Morning gym session this morning and i took a different approach........again. After seeing a post on dorian yates i was intrigued about his training style, so ive been watching a load of his videos and the guy was an animal. So i tried taking his approach today, probabaly still only half of the intensity that he put into his training. So i still stuck to my programme but had a final working set rather than what i normally do, which is have a warmup set then stick to tje same weight for my sets. I probably went to heavy as i could only manage 5 reps.
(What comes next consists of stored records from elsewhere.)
PR #1151, opened 2026-08-25
feat(prometheus): ZMS-93: Add prometheus as separate service so it is separate from general API

NickOvt:


andris9 (approved):
Approved. Pushed 85e416dd on top, which fixes the review findings:

- `[api.metrics]` is still honored as a deprecated fallback, otherwise every deployment that enabled metrics in 1.49.6/1.50.0 would silently stop exposing them on upgrade (their `/etc/wildduck` copy has no `metrics.toml`, so `config.metrics.enabled` is false).
- The HTTPS metrics listener now registers for cert reloads. `lib/certs.js` falls back to `setSecureContext` for node core servers and keeps the options the server was created with, so `[metrics.tls]` hardening survives a renewal.
- Metrics listener starts first, so a later service failing to bind is visible as `wildduck_service_up{service="imap"} 0` instead of a scrape failure. Verified end to end.
- `HEAD` and a trailing slash on `/metrics` are accepted, other methods get 405 + `Allow`.
- Dropped `wildduck_service_up{service="metrics"}` (it could only ever be 1) and the unused `createServer`/`metricSource` export.
- `worker.js` startup is a table now instead of nine nested callbacks.
- Tests: the default-disabled guard is scoped to the top-level keys again, the tautological `config.api.enabled` assertions and their global config mutation are gone, and there is coverage for the legacy config fallback, HEAD, trailing slash, 405, the served certificate and the reload registration.

Not merging, that is yours.

PR #1153, opened 2026-08-28
ZMS-99: when updating message with collapseThreads true also update all messages in thread

NickOvt:


andris9 (approved):
Reviewed and pushed fixes for the issues found (41551b16). Summary of what changed:

- **DELETE no longer aborts mid-thread.** Each message is deleted in its own try/catch and the response carries `deleted`/`errors` counts. Previously one failure part-way through a thread returned a bare 500 after some messages were already permanently gone, with no indication of how many.
- **Drafts pulled in by the thread expansion are archived.** `archive: !flags.includes('\\Draft')` meant a draft reply in the thread was hard-deleted with no restore path (`lib/tasks/restore.js` only reads the `archived` collection). A draft the request points at directly is still not archived, as before.
- **`metaData`, `expires` and `draft` are rejected with `updateThread`.** These are per-message values; fanning them out overwrites data on siblings that were never part of the request.
- **`maxTimeMS` on both expansion queries and the delete cursor**, matching the rest of the module.
- **The expanded uid list goes through `tools.checkRangeQuery`** instead of a hand-rolled ``, so contiguous thread siblings collapse to an index range rather than N point seeks.
- **The mailbox is resolved once** instead of once per deleted message, and an unknown mailbox returns `NoSuchMailbox` like the sibling endpoint. Error responses now carry a `code`.

Tests added for `moveTo` + `updateThread` (previously untested), draft archiving on both paths, and the new validation/not-found responses.

Not changed, worth knowing: the delete loop is now a third copy of the same cursor+`delAsync` walk (`deleteMessagesInMailbox`, `lib/tasks/clear-folder.js`) and could be factored into one helper, and neither this loop nor its siblings batch quota updates and notifications the way `on-expunge` does with `delayNotifications`. Both are pre-existing and belong in their own change.

PR #1158, opened 2026-09-02
fix(proxy): guard the raw socket while parsing the PROXY header

metrotyranno:
## Summary

When the PROXY protocol is enabled (`imap.useProxy`), a client that drops the
connection while the server is still reading the PROXY header crashes the whole
process with an unhandled `ECONNRESET`. The PROXY header is read before
authentication, so any client that can reach a PROXY-fronted listener can
trigger it — an unauthenticated denial of service. Both the IMAP server
(`imap-core`) and the POP3 server are affected; they carry the same
`_handleProxy` implementation.

## Root cause

`_handleProxy` parses the PROXY header directly on the freshly accepted socket,
before the connection object (and its error handler) exists. While waiting for
the header it attaches only a `readable` listener:

```js
socket.on('readable', socketReader);
```

There is no `error` (nor `close`/`end`) handler on the socket during that
window, so a socket error emitted there has no listener and is thrown, taking
the process down.

Two ways to hit it:

1. **Reset while waiting for the header** — the client sends `RST` before/while
   the header arrives → `read ECONNRESET` with no listener.
2. **Malformed header, then reset** — a non-`PROXY` line makes the code write a
   diagnostic (`socket.end('* BAD …')` / `'-ERR …'`) and `return` without ever
   invoking the callback; writing to the already-broken socket produces a late
   `write ECONNRESET`/`EPIPE` *after* any naive single error handler would have
   been removed. 

## The fix

Port the guarded `_handleProxy` shape already used in
[`smtp-server`](https://github.com/nodemailer/smtp-server) 3.19.3 (bundled here
as a dependency) into both servers:

- Funnel every exit from the PROXY window through a single-fire `done()` gate.
- Attach `error` + `close` + `end` handlers while waiting, so reset, close, and
  half-close all resolve cleanly (half-close no longer lingers until the socket
  timeout either).
- On the failure path, attach a no-op `error` handler **before** removing our
  own, so a late in-flight error (e.g. the `EPIPE`/`ECONNRESET` from flushing
  the `* BAD`/`-ERR` diagnostic) cannot surface as an uncaughtException.
- Route the malformed-header rejection through `done(err)` as well.
- Both `net.createServer` callers now `return` on error instead of proceeding to
  `connect()` on a dead socket.

## Tests

New regression tests for both servers:

- `imap-core/test/proxy-socket-error-test.js` — reset during the header wait, a
  malformed header followed by a reset, and a valid header that still parses
  (the greeting reports the proxied address).
- `test/pop3-proxy-socket-error-test.js` — reset during the header wait, and a
  valid header that still greets.

They are verified to catch the regression: against the unfixed code the three
crash-survival tests fail with exactly `read ECONNRESET` (×2) and
`write ECONNRESET`; with the fix all pass. Full suite green (`imap`, `pop3`,
unit, `api`) and ESLint clean.

## Reproduce

```js
const net = require('net');
const { IMAPServer } = require('./imap-core/lib/imap-server');

const server = new IMAPServer({ useProxy: ['*'] });
server.on('error', () => {}); // server-level guard
server.listen(0, '127.0.0.1', () => {
    const port = server.server.address().port;
    const client = net.connect(port, '127.0.0.1', () => client.resetAndDestroy());
    client.on('error', () => {});
});
// before the fix: the process exits on an unhandled 'read ECONNRESET'
```

## Scope

- Changed: `imap-core/lib/imap-server.js`, `lib/pop3/server.js`.
- Added: the two test files above.
- Additive and backward-compatible; no API or configuration change.

### DIFF
--- a/imap-core/lib/imap-server.js
+++ b/imap-core/lib/imap-server.js
@@ -58,7 +58,11 @@ class IMAPServer extends EventEmitter {
                 socket.setKeepAlive(true, 5 * 1000);
                 this._handleProxy(socket, (err, socketOptions) => {
                     if (err) {
-                        // ignore, should not happen
+                        // PROXY header could not be read (client dropped the
+                        // connection or sent garbage). The socket is already
+                        // closing/closed and guarded against late errors in
+                        // _handleProxy; just don't proceed to connect().
+                        return;
                     }
                     if (this.options.secured) {
                         return this.connect(socket, socketOptions);
@@ -75,7 +79,9 @@ class IMAPServer extends EventEmitter {
             this.server = net.createServer(this.options, socket =>
                 this._handleProxy(socket, (err, socketOptions) => {
                     if (err) {
-                        // ignore, should not happen
+                        // socket already closing/closed and guarded in
+                        // _handleProxy; just don't proceed to connect()
+                        return;
                     }
                     socket.setKeepAlive(true, 5 * 1000);
                     this.connect(socket, socketOptions);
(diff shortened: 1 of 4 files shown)


NickOvt (changes requested):
- [P1] Malformed PROXY lines can still crash the process. In imap-core/lib/imap-
    server.js:348 and lib/pop3/server.js:399, a line such as PROXY TCP4
    203.0.113.7\r\n passes the command check, then dereferences params[2].trim().
    I reproduced an uncaught TypeError: Cannot read properties of undefined
    (reading 'trim'). Thus an unauthenticated client can still crash either
    server. Validate all required fields—or catch parsing exceptions—and route
    failures through rejectInvalid().

  - [P2] end does not actually close an allowHalfOpen socket. The new handlers in
    imap-core/lib/imap-server.js:315 and lib/pop3/server.js:366 call done(err),
    but never end or destroy the socket. Because no connection object is created,
    no timeout is installed and the socket is not tracked for shutdown. With
    allowHalfOpen: true, I observed getConnections() === 1, readableEnded ===
    true, and writableEnded === false after the FIN. Repeated half-closes can leak
    connections and prevent server.close() from completing. Close/destroy the
    socket before done(), and add the half-close regression test mentioned in the
    comments.

NickOvt (approved):
LGTM

PR #193, opened 2020-04-07
Fix selector again

jrmi:


src/modules/Visualizer/LayersTree/LayersTreeItem/LayersTreeExclusiveItemsList/Selector/Selector.js
```diff
@@ -8,81 +8,132 @@ import translateMock from '../../../../../../utils/translate';
...
+}) => {
+  const [noMatchingLayer, setNoMatchingLayer] = React.useState(false);
+
+  const getLayerForSelector = React.useCallback(currentSelectorKey =>
+    layers.findIndex(({ selectorKey: layerSelectorKey }) =>
       Object.keys(layerSelectorKey).length === selectors.length &&
       selectors.reduce((prev, { name: selectorName }) =>
-        prev && layerSelectorKey[selectorName] === newKey[selectorName],
-      true));
+        prev && layerSelectorKey[selectorName] === currentSelectorKey[selectorName],
```
dtrucs, line 65: To be tested, but it think you can simplify this reduce
```js
selectors.every({ name: selectorName }) => layerSelectorKey[selectorName] === currentSelectorKey[selectorName])
```

Probably even better with `some` method and check a diff and win less iterations

src/modules/Visualizer/LayersTree/LayersTreeItem/LayersTreeExclusiveItemsList/Selector/Selector.js
```diff
@@ -1,4 +1,4 @@
-import React from 'react';
+import React, { useEffect } from 'react';
```
mabhub, line 1: Why using name import for `useEffect` when all other React hooks are used through `React` object?

src/modules/Visualizer/LayersTree/LayersTreeItem/LayersTreeExclusiveItemsList/Selector/Selector.js
```diff
@@ -8,81 +8,132 @@ import translateMock from '../../../../../../utils/translate';
...
+  /**
+   * Get selected value from all values.
+   */
+  const getSelectedValue = React.useMemo(() => {
+    if (values.length) {
+      const found = values.find(({ value }) => currentValue === value);
+      if (!found) {
+        return values[0].value;
+      }
+      return found.value;
```
dtrucs, line 33: Not sure if this is better, but it could be simplify like this
```js
const [{ value } = values[0]] = values.filter(({ value }) => currentValue === value);
return value
```

src/modules/Visualizer/LayersTree/LayersTreeItem/LayersTreeExclusiveItemsList/Selector/Selector.js
```diff
@@ -8,81 +8,132 @@ import translateMock from '../../../../../../utils/translate';
...
+  }, [getLayerForSelector, onChange, selectorKey]);
+
+  useEffect(() => {
+    const activeLayerIndex = getLayerForSelector(selectorKey);
+
+    if (activeLayerIndex === -1) {
+      setNoMatchingLayer(true);
+    } else {
+      setNoMatchingLayer(false);
+    }
```
dtrucs, line 89:
```suggestion
  setNoMatchingLayer(activeLayerIndex === -1);
```

src/modules/Visualizer/LayersTree/LayersTreeItem/LayersTreeExclusiveItemsList/Selector/Selector.js
mabhub: `.filter()` will iterate over the entire array, when `.find()` stop as soon as callback return a truthy value...

dtrucs: True 😉

mabhub: This would achieve the same and also keep the `.find()`

```suggestion
      const { value } = values.find(({ value }) => currentValue === value) || values[0];
      return value;
```

src/modules/Visualizer/LayersTree/LayersTreeItem/LayersTreeExclusiveItemsList/Selector/Selector.js
jrmi: Indeed. Fixed.

src/modules/Visualizer/LayersTree/LayersTreeItem/LayersTreeExclusiveItemsList/Selector/Selector.js
jrmi: Done

src/modules/Visualizer/LayersTree/LayersTreeItem/LayersTreeExclusiveItemsList/Selector/Selector.js
jrmi: Done

src/modules/Visualizer/LayersTree/LayersTreeItem/LayersTreeExclusiveItemsList/Selector/Selector.js
jrmi: Done

src/modules/Forms/Controls/MultiSelect.js
```diff
@@ -75,10 +75,13 @@ export class MultiSelect extends React.Component {
...
-    const formatedValue = value.map(val => ({
-      label: formatedValues.find(({ value: availableVal }) => val === availableVal).label,
-      value: val,
-    }));
+    const formatedValue = value.map(val => {
+      const found = formatedValues.find(({ value: availableVal }) => val === availableVal);
+      return {
+        label: found ? found.label : '',
+        value: val,
+      };
```
mabhub, line 83:
```suggestion
      const { label } = formatedValues.find(({ value: availableVal }) => (val === availableVal)) || { label: '' };
      return {
        label,
        value: val,
      };
```

jrmi: done

PR #202, opened 2020-06-04
Improve main menu

dtrucs:


src/components/MainMenuItem.js
```diff
@@ -19,7 +19,7 @@ const MainMenuItem = ({ component, isMobileSized, id, ...props }) => {
 };
 
 MainMenuItem.propTypes = {
-  component: PropTypes.node,
+  component: PropTypes.func,
```
jrmi, line 22: Is it always a func ?

dtrucs: in fact, this is always a component, but console warns with de `propTypes.node`. Maybe there is a bette, explicite, propTypes for component?

dtrucs: @jrmi maybe i could set 

```suggestion
  component: PropTypes.oneOfType([PropTypes.element, PropTypes.func]),
```

If i remove func, in some cases there is a warn.

PR #203, opened 2020-06-05
Improve login button component

dtrucs:


src/components/LoginButton/LoginButton.js
```diff
@@ -66,8 +68,8 @@ export const LoginButton = props => {
               title={t('auth.loginform.title')}
               panel={(
                 <LoginForm
-                  onBeforeSubmitting={onBeforeSubmitting}
-                  onAfterSubmitting={onAfterSubmitting}
+                  onBeforeSubmitting={() => setIsNewlyAuthenticated(true)}
```
jrmi, line 71: Why do you remove useCallback here ?

dtrucs: When there are no dependencies to props, useCallback are useless and even must be worse because it _is doing more work_. (more explanation here https://kentcdodds.com/blog/usememo-and-usecallback)

PR #210, opened 2020-07-03
Refacto story component

dtrucs:


src/modules/Visualizer/Story/Story.js
```diff
@@ -20,123 +21,108 @@ const resetLayers = map => ({ layers = [] }) => {
...
-  state = {
-    step: 0,
-  }
+export const Story = ({ map, story: { beforeEach = [], slides }, setLegends, translate }) => {
+  const [step, setStep] = useState(0);
 
-  componentDidMount () {
-    this.initMap();
-  }
+  const slidesLength = slides.length - 1;
```
mabhub, line 27:
```suggestion
  const slidesLength = React.useMemo(() => (slides.length - 1), [slides.length]);
```

src/modules/Visualizer/Story/Story.js
```diff
@@ -20,123 +21,108 @@ const resetLayers = map => ({ layers = [] }) => {
...
+    setStep(prevStep => (prevStep === slidesLength
       ? 0
-      : prevStep + 1 }));
-  }
+      : prevStep + 1));
+  }, [slidesLength]);
 
-  initMap () {
-    const { map } = this.props;
+  const { title, content } = slides[step];
```
mabhub, line 47:
```suggestion
  const { title, content } = React.useMemo(() => slides[step], [slides, step]);
```

mabhub: I'm not really sure if this one is legit or not…

src/modules/Visualizer/Story/Story.js
dtrucs: With your suggestion, we allocate another function with `slides.length` as argument to return... `slides.length - 1`.
It's not a huge calculation and i am not sure if it's better for performance purposes.
What do you think @jrmi ?

mabhub: This insure that `slidesLength` won't change between renders when slides do not change…

But ultimately, as it is just a Number, it does not really matter.

So yep, you can forget about that ;)

jrmi: No need useMemo here, a number don't change is reference ! The useMemo is only usefull for high computation which is no the case here.

src/modules/Visualizer/Story/Story.js
jrmi: No high computation here also so don't need.

src/modules/Visualizer/Story/Story.js
jrmi: My problem is more the naming here. Are we really talking about length of a silde ? I propose `slideCount` instead.
```suggestion
  const slideCount = slides.length - 1;
```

Either way the session was spot on, rightly or wrongly im not sure.

Training

Smith shoulder 30kg 2x8 50kgx4 last session

Cg pull ups 10,10,9.5

Incline chest smith 30kg 2x10 50kgx5 40kgx5

Seated row 6plated 1x10 12plates x10

Dips 3x15

Weighed in at 76.2kg so 4.5kg down now. I was exspecting to have to drop calories this week but weight still dropping.

Have a good weekend :thumb


----------



## c4nsy (Aug 23, 2012)

Lower session today didnt get in the gym until 8 as i had to go and look at job so really quiet in there.

Training

Incline Leg press 40kgx10 90x10 120kgx10

Hamstring machine 28x10 49x10 77x10

Leg exstensions 28x10 49x10 63x10

Calve machine 3x12

Hammer curls 7.5kgx10 10kgx10 15kgx7

Deadlifts 70kgx5 90kgx5 120kgx4

2x warmup sets followed by 1 working set, killed me tonight.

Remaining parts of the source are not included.